Top of DATA EXCERPTS

PR #362, opened 2025-06-16
Relay Bridge Integration

e1Ru1o:
- Added graffiti in every action as an event with no parameters.
- Separated native asset bridge action from erc20 so less calldata is passed by avoiding the token 0xEEEE... to refer to ETH
- Requires #356 to be merged first

Notes on Relayer:
- Sending more or less than expected is not problematic, Relayers will take any amount sent and apply the quote rate set which will affect the received amount proportionally to the deposit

Bottom of DATA EXCERPTS

** YOUR INSTRUCTIONS **
Return the line that contains "- Requires #356 to be merged first" along with every line after it through the end of the entries, exactly, adding nothing.

** RESULT FOR THIS TASK **
- Requires #356 to be merged first

Notes on Relayer:
- Sending more or less than expected is not problematic, Relayers will take any amount sent and apply the quote rate set which will affect the received amount proportionally to the deposit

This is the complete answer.